For ships along the magnetic corridors common in the Nephon System, travel is a gradual, effortless acceleration; it takes much longer to get up to speed, but practically no fuel. Their drive systems rely on redirecting ambient ions along 'caterpillar' systems driven by energy generated by movement through the magnetic field. An initial launch velocity is required to initiate the reaction, but after that the ship's movement is mostly self-sustaining as long as the Noble Sail is deployed.
Life-Support Technology
Worlds that would otherwise be uninhabitable do exist; atmospheres in the Nephon System range from perfectly habitable to corrosive and deadly.
The challenges of carving out a living space in a hostile environment depend on the hostility of that environment.

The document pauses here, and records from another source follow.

PR #367, opened 2021-12-04
Egraph: Do not backtrack on destruction

blishko:
I don't see any reason now why the `Egraph` should be backtracking in destructor.
QF_UF SMT-LIB benchmarks are fine with this change.


aehyvari (approved):
I agree.  Let's take it away.

PR #368, opened 2021-12-04
TSolver: Cleanup of reason computation and statistics 

blishko:
This PR contains two parts:
1. Introduce a separate method `getReason` in `TSolver`. This cleans up the method in `THandler` a bit and allows us to remove the boolean parameter from `TSolver::getConflict` (which was mostly ignored anyway).
2. Related to the first part, the collection and printing of statistics is cleaned up a bit as well. There are more things that could be done, but I hope this is a good start.


blishko:
Depends on #367.

PR #369, opened 2021-12-04
TSolvers: Remove useless method

blishko:
The method `TSolver::print` is not doing anything in any of the theory
solvers, I believe we should remove it.


aehyvari (approved):
Yes, this definitely can go!

PR #371, opened 2021-12-07
TSolver: Cleanup of reason computation and statistics 

blishko:
This PR contains two parts:

* Introduce a separate method `getReason` in `TSolver`. This cleans up the method in THandler a bit and allows us to remove the boolean parameter from `TSolver::getConflict` (which was mostly ignored anyway).
* Related to the first part, the collection and printing of statistics is cleaned up a bit as well. There are more things that could be done, but I hope this is a good start.


aehyvari (approved):
This looks good to me.  Sorry it took a while!

PR #372, opened 2021-12-09
UFLA: Simplify preprocessing

blishko:
Replaces the check `containsUF` with a much simpler check `isPureArithmeticEquality`.
The former check can be pretty expensive as it requires the instantiation and run of a `TermVisitor`, and it is run on every equality encountered.
The latter check is much simpler and directly checks the children of the equality. This is only possible because the subterms are purified before the equalities are considered.
The difference is not noticeable on small benchmarks, but makes a huge difference on the few extremely large benchmarks in `QF_UFLRA/cpachecker-bmc-svcomp14`. Unfortunately we still run into the blow-up when creating interface clauses in these examples. (but now we run into the blow-up much sooner! :) ).

### DIFF
--- a/src/logics/UFLATheory.cc
+++ b/src/logics/UFLATheory.cc
@@ -28,23 +28,16 @@ namespace {
         return logic.isUF(sym);
     }
 
-    bool containsUF(PTRef term, ArithLogic & logic) {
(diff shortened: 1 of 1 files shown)


aehyvari:
That's a really good catch!

aehyvari (approved):

PR #1123, opened 2026-09-01
feat(config): add `nanocoder config` to show resolved settings and th…

### LINKED ISSUE #1006: [Feature] Config Diff / Effective Config View
## Description

Add a command to view the fully resolved effective configuration and where each value originated.

## Use Case

Configuration is resolved from 4 layers (system -> user -> project -> CLI). When a setting isn't behaving as expected, it's hard to debug which layer is overriding it.

## Proposed Solution

- Implement `nanocoder config show <key>` and `nanocoder config diff`.
- Build on `source/config/index.ts` to output a tree or table showing the final value and the file/layer it was sourced from.

## Alternatives Considered

- Manually checking all 4 config locations.

## Additional Context

AniketR10:
## Description

Adds `nanocoder config` so you can see your settings and which file each one came from.

Settings come from four places: built-in defaults, your global config folder, the project folder, and `NANOCODER_*` environment variables. Before this, finding out which one set a value meant opening all four by hand.

Three commands:

- `nanocoder config list` - every setting, its value, and the file it came from
- `nanocoder config show <key>` 0 one setting in detail, with its default and any values it beat
- `nanocoder config diff` - only what your files change, plus values that are set but not used

All three take `--json`.

**Worth knowing:** settings are grouped into blocks like `autoCompact`. Nanocoder takes the *whole* block from the first file that mentions it - it does not mix fields from two files. So if global sets `threshold` and `notifyUser`, and your project file sets only `threshold`, your `notifyUser` is dropped and the built-in default is used. Nothing told you that before. `config diff` now lists it under "Ignored values".

Two smaller things: values show the way the app really uses them (write `threshold: 200`, see `95`, because it's capped), and API keys show as `<redacted>` so output is safe to paste into an issue.

Closes #1006.

https://github.com/user-attachments/assets/5dd05a99-bd84-42c7-b6aa-a7cc93def02e

## Type of Change

- [ ] Bug fix
- [x] New feature
- [ ] Breaking change
- [ ] Documentation update

## Changeset

### Automated Tests

14 new tests in `source/config/effective-config.spec.ts`. `source/config/` passes 270 tests. `test:types`, `test:lint`, `test:format` and `test:knip` are all clean and the build succeeds. I have not run the full `pnpm test:all` end to end.

### Manual Testing

- [ ] Tested with Ollama
- [ ] Tested with OpenRouter

Not applicable as this command only reads config files and prints them. It never contacts a provider. Tested by hand against a real global config plus a project config, checking value, layer, source file, shadowed values, and redaction.

## Checklist

- [x] Self-review completed

No logging needed — the command prints to stdout and exits.

### DIFF
--- a/.changeset/effective-config-command.md
+++ b/.changeset/effective-config-command.md
@@ -1,0 +1,19 @@
+---
+'@nanocollective/nanocoder': minor
+---
+
+Add `nanocoder config` to see your settings and which file each one came from.
+
+Settings come from four places: built-in defaults, your global config folder, the project folder you're in, and `NANOCODER_*` environment variables. When a setting didn't do what you expected, finding out which file set it meant opening all four by hand.
+
+Three commands:
+
+- `nanocoder config list` — every setting, its value, and the file it came from
+- `nanocoder config show <key>` — one setting in detail: its default, and any values it beat
+- `nanocoder config diff` — only what your files change, plus values that are set but unused
+
+All three take `--json`.
+
+**The part worth knowing.** Settings are grouped into blocks, like `autoCompact`. Nanocoder takes the *whole* block from the first file that mentions it — it does not mix fields from two files. So if your global config sets `threshold` and `notifyUser`, and your project config sets only `threshold`, your `notifyUser` is thrown away and the built-in default is used instead. Nothing told you that before. `config diff` now lists it under "Ignored values".
+
+Two smaller things. Values are shown the way the app really uses them — write `threshold: 200` and you'll see `95`, because it's capped at 95. And API keys show as `<redacted>`, so you can paste the output into a bug report.
--- a/docs/configuration/index.md
+++ b/docs/configuration/index.md
@@ -46,6 +46,45 @@ Nanocoder looks for configuration in the following order (first found wins):
 
 > **Tip:** Use `/setup-config` to list all available configuration files and open any of them in your `$EDITOR`.
 
+## Inspecting the Effective Configuration
+
+When a setting is not behaving the way you expect, the hard question is not
+what the value is but which file set it. `nanocoder config` answers both
+without booting the interactive app.
+
+```bash
+nanocoder config list                                   # every resolved key and its layer
+nanocoder config show nanocoder.autoCompact.threshold   # one key, in detail
+nanocoder config show autoCompact                       # a whole block
+nanocoder config diff                                   # only what your files change
+nanocoder config diff --json                            # machine-readable output
+```
+
+`config list` prints the layers in play — built-in defaults, the global config
+directory, the project directory, and `NANOCODER_*` environment variables —
+along with whether each file is present, missing, or unreadable. A `*` beside a
+key means a lower-precedence layer also sets it.
+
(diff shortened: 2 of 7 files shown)


AniketR10:
@will-lamerton @akramcodez please review

akramcodez (dismissed):
Thanks @AniketR10! Overall, the implementation looks good and the PR is in a good condition. These are non-blocking suggestions, but it would be nice to have them included:

1. **MCP server shadowing:** It would be good if `config diff` also reported shadowed MCP servers under ignored values, similar to how provider shadowing is handled.

2. **MCP env origin:** When the configuration comes from `NANOCODER_MCPSERVERS_FILE`, it would be good to report that as the origin instead of always showing `NANOCODER_MCPSERVERS`.

3. **Additional test coverage:** It would be nice to add coverage for the `--json` paths (`config list --json` and `config show <key> --json`) and MCP server credential redaction.

None of these are blockers - the current implementation looks solid. Just some small improvements that would make the PR even more complete.

AniketR10:
@akramcodez  have implemented the suggestions

will-lamerton (changes requested):
Thanks @AniketR10, I went through this and all five review points are addressed:

- Copilot's preferences-ordering issue: `loadPreferences()` now runs before `readRawLayers`, with a regression test asserting the layer report matches disk.
- Copilot's `DEFAULT_SESSION_CONFIG` aliasing: loaders return copies now, and you applied the same fix to the sibling `DEFAULT_*` loaders rather than just the one flagged. Good catch.
- @akramcodez's three: MCP shadowing shows under "Ignored values", `NANOCODER_MCPSERVERS_FILE` is reported as the origin when it is the one in use, and `--json` plus MCP redaction are covered. The redaction test also caught a real gap (`\btoken\b` never matched `GITHUB_TOKEN`), which you fixed.

Two things to sort before merge:

**1. The spec fails on macOS.** Five tests fail locally: `a project value wins and records the global value it shadows`, `an environment variable outranks the config file`, `NANOCODER_CONFIG_DIR marks the project preferences file as skipped`, and both MCP tests. Every failure is the same prefix mismatch:

```
- '/private/var/folders/.../project/.mcp.json'   (actual)
+ '/var/folders/.../project/.mcp.json'           (expected)
```

`join(tmpdir(), ...)` at `effective-config.spec.ts:50` returns `/var/folders/...` on macOS, but `process.chdir()` makes `process.cwd()` resolve to `/private/var/folders/...`, so the fixture's expected paths never match the resolver's output. CI is ubuntu-only so the checks are green and this is invisible there, but it breaks the suite for any Mac contributor. Wrapping the root in `realpathSync` fixes it, plus the same for `serverFile` at line 449.

**2. Rebase needed.** The PR is currently conflicting: a content conflict in `docs/configuration/index.md`. `source/config/index.ts` auto-merges fine.

Nothing wrong with the implementation itself, so once those two are done this is good to go.

AniketR10:
@will-lamerton have fixed both the changes,please review

will-lamerton:
Great work @AniketR10 :)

Strangely, most of the planets in the Core sport hospitable environments that need little adaptation. On the fringes, it gets more difficult; on Naga, the planet has essentially no atmosphere, and the cities are little more than glorified crash-landed spaceships. In the distant tributary Rukku system, the residents of Okay have built floating cities, really more like lashed-together rafts, as their planet, though rich in ocean life, has no landmass.
Some technology is common among hostile environments, though. Oxygen recirculators and enrichment facilities, stocked with algae tanks or hydroponic farms, are a neccesity, on planets with a non-breathable atmosphere. Protien synthesizers are required on planets that cannot produce good farming conditions. Efficient reuse and collection of heat energy is a concern on Sephore, for instance, as the ambient temperature hovers around -40C. Many planets have unique challenges to building a spaceport, but when broken down to first principles, they all involve finding a way to slow or stop a huge, fast-moving object in as little time as possible without damaging vessel, cargo, crew, or surrouning area.